The set of vectors is linearly independent if the only solution to the equation c1v1 + c2v2 + c3v3 = 0 is c1 = c2 = c3 = 0. Otherwise, the set is linearly dependent.

Prove that the vectors α1 = (1, 2, 3), α2 = (1, 0, 0), α3 = (0, 1, 0), and α4 = (0, 0, 1) in V3(R) form a linearly dependent set.

To prove that the vectors form a linearly dependent set, we need to show that there exist constants c1, c2, c3, and c4, not all zero, such that c1α1 + c2α2 + c3α3 + c4α4 = 0.

Prove that the vectors α1 = (1, 0, -1), α2 = (1, 2, 1), and α3 = (0, -3, 2) form a basis of V3(R).

To prove that the vectors form a basis, we need to show that they are linearly independent and span V3(R).

Show that the vectors (1, 0, 0), (1, 1, 0), and (1, 1, 1) form a basis for R3.

To show that the vectors form a basis, we need to demonstrate that they are linearly independent and span R3.

Show that the vectors (2, 1, 4), (1, -1, 2), and (3, 1, -2) form a basis for R3.

To show that the vectors form a basis, we need to demonstrate that they are linearly independent and span R3.

Prove that the mapping T: V3(R) → V3(R), defined as T(x1, x2, x3) = (x1 - x2 + x3, -x2), for all x1, x2, x3 ∈ R, is a linear transformation.

To prove that T is a linear transformation, we need to show that it satisfies the two conditions: T(u + v) = T(u) + T(v) and T(kv) = kT(v).

Prove that the mapping T: R2 → R3, defined by T(a, b) = (a - b, b - a, -a), for all a, b ∈ R, is a linear transformation.

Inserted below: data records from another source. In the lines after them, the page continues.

PR #6661, opened 2026-02-18
Make the periodic cache rebuild happen periodically

alec-w:
**Pull Request check list**

- [x] Documentation updated? (n/a)

**Affected functionality**
Node cache introduced in https://github.com/spiffe/spire/pull/6176.

**Description of change**
Previously the periodic cache rebuild would only be executed once, now it should happen periodically based on the rebuild interval. This appears to have been the original intention looking at the code, but currently doesn't seem to be the case.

To prove that T is a linear transformation, we need to show that it satisfies the two conditions: T(u + v) = T(u) + T(v) and T(kv) = kT(v).

Find the value of H0(x), H1(x), H2(x), H3(x), and H4(x).

The values of H0(x), H1(x), H2(x), H3(x), and H4(x) can be found using the recurrence relation and formulas for Hermite polynomials.